Course Descriptions

Required courses and elective course options are listed below.

STA 502 Introduction to Statistical Inference

3 Credits, Fall Semester

Introduces basic principles of probability and distribution theory and statistical inference. Topics include axioms of probability theory, independence, conditional probability, random variables, discrete and continuous distributions, functions of random variables, moment generating functions, central limit theorem, point and interval estimation, maximum likelihood methods, tests of significance, and the Neyman-Pearson theory of testing hypotheses.

STA 509 Statistical Genetics

3 Credits, Spring Semester

Prerequisite: STA 505 or STA 527 or STA 503

Statistical tools for analyzing experiments involving genomic data. Topics: Basic genetics and statistics, linkage analysis and map construction using genetic markers, association studies, Quantitative Trait Loci analysis with ANOVA, variance components analysis and marker regression (including multiple and partial regression), QTL mapping with interval mapping and composite interval mapping, LOD test, supervised and unsupervised methods for gene expression microarray data across multiple conditions.
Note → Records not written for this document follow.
Issue #2413, opened 2024-03-14
Implement the Collection Exists Function


shahzadlone:
Implement the cli and http Collection Exists Function that already has a public method on `client.Collection` (in client/collection.go).

It should respect ACP logic and only show true for documents that exist and are accessible.

Here is the public function we have so far (after acp is merged):
```
// Exists checks if a given document exists with supplied DocID.
//
// Will return true if a matching document exists, otherwise will return false.
Exists(ctx context.Context, identity immutable.Option[string], docID DocID) (bool, error)
```

PR #4581, opened 2026-02-24
refactor: Rename document-level cmds under collection api

### LINKED ISSUE #3993: Rename document specific client collection commands to be more consistent

### LINKED ISSUE #4577: Deleting index without name hits wrong http api and gives bad error
Deleting index without name hits wrong http api and gives bad error

Current: "malformed document ID"
Should be: "can not delete index without index name" (or something like that)

```
func TestIndexDelete_WithoutName_ShouldReturnError(t *testing.T) {
    test := &integration.Test{
        Actions: []action.Action{
            &action.SchemaAdd{
                InlineSchema: `
                    type User {
                        name: String
                    }
                `,
            },
            &action.IndexDelete{
                Collection: "User",
                // Name is empty
                ExpectError: "malformed document ID",
            },
        },
    }

    test.Execute(t)
}
```

shahzadlone:
## Relevant issue(s)
- Resolves #3993 
- Resolves #4577

## Description

- Rename `client collection {add,delete,get,update}` to `client document {add,delete,get,update}`

- Some re-organizing to move document-level stuff under separate files.

- Also fixed an http route clashing bug when index delete command would get empty name.


cli/test/integration/index/delete_test.go
```diff
@@ -102,7 +102,7 @@ func TestIndexDelete_WithoutName_ShouldReturnError(t *testing.T) {
 			&action.IndexDelete{
 				Collection: "User",
 				// Name is empty
-				ExpectError: "malformed document ID",
+				ExpectError: "index name is required",
```
shahzadlone, line 105: for reviewers: #4577 was fixed in this test here.

http/handler_collection.go
```diff
@@ -607,17 +611,27 @@ func (h *collectionHandler) bindRoutes(router *Router) {
 	router.AddRoute("/collections/{name}", http.MethodPost, collectionAdd, h.Add)
 	router.AddRoute("/collections/{name}", http.MethodPatch, collectionUpdateWith, h.UpdateWithFilter)
 	router.AddRoute("/collections/{name}", http.MethodDelete, collectionDeleteWith, h.DeleteWithFilter)
+	deleteIndexWithoutName := openapi3.NewOperation()
+	deleteIndexWithoutName.OperationID = "index_delete_without_name"
+	deleteIndexWithoutName.Description = "Returns an error when no index name is provided"
+	deleteIndexWithoutName.Tags = []string{"index"}
+	deleteIndexWithoutName.AddParameter(collectionNamePathParam)
+	deleteIndexWithoutName.Responses = openapi3.NewResponses()
```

STA 525 Statistics for Bioinformatics

3 Credits, Spring Semester

Since the completion of the human genome project, there is a burgeoning field of new applications for statistics involving high throughput experiments designed to gather large amounts of information on biological systems. This course is focused on discussing the wide array of approaches and technologies implemented to gather this information and the statistical issues involved from initial data processing steps to end stage research objectives. Specifically, time permitting, the technologies we will examine include two dimensional protein gel electrophoresis, protein mass spectrometry, and several flavors of microarray experiments. We will use the text “Bioinformatics and Computational Biology Solutions Using R and Bioconductor.” Much of the work for the course will involve analyzing data sets from class and from the text using the R language.

STA 545 Data Mining I

3 Credits, Fall Semester

Prerequisite: STA 511


This course presents the topic of data mining from a statistical perspective, with attention directed towards both applied and theoretical considerations. An emphasis will be placed on supervised learning methods. Topics include: linear and logistic regression, discriminant analysis, shrinkage methods, subset selection, dimension reduction techniques, classification and regression trees, ensemble methods, neural networks, and random forests. Model selection and estimation of generalization error will be emphasized. Considerations and issues that arise with high-dimensional (N<<p) applications will be highlighted. Applications will be presented in R to illustrate methods and concepts.

STA 546 Data Mining II

3 Credits, Fall Semester

Prerequisite: STA 511

This course presents the topic of data mining from a statistical perspective, with attention directed towards both applied and theoretical considerations. The focus will be on supervised learning, which concerns outcome prediction from input data. Students will be introduced to a number of methods for supervised learning, including: linear and logistic regression, shrinkage methods, lasso, partial least squares, tree-based methods, model assessment and selection, model inference and averaging, and neural networks. Computational applications will be presented using R and high dimensional data to reinforce theoretical concepts.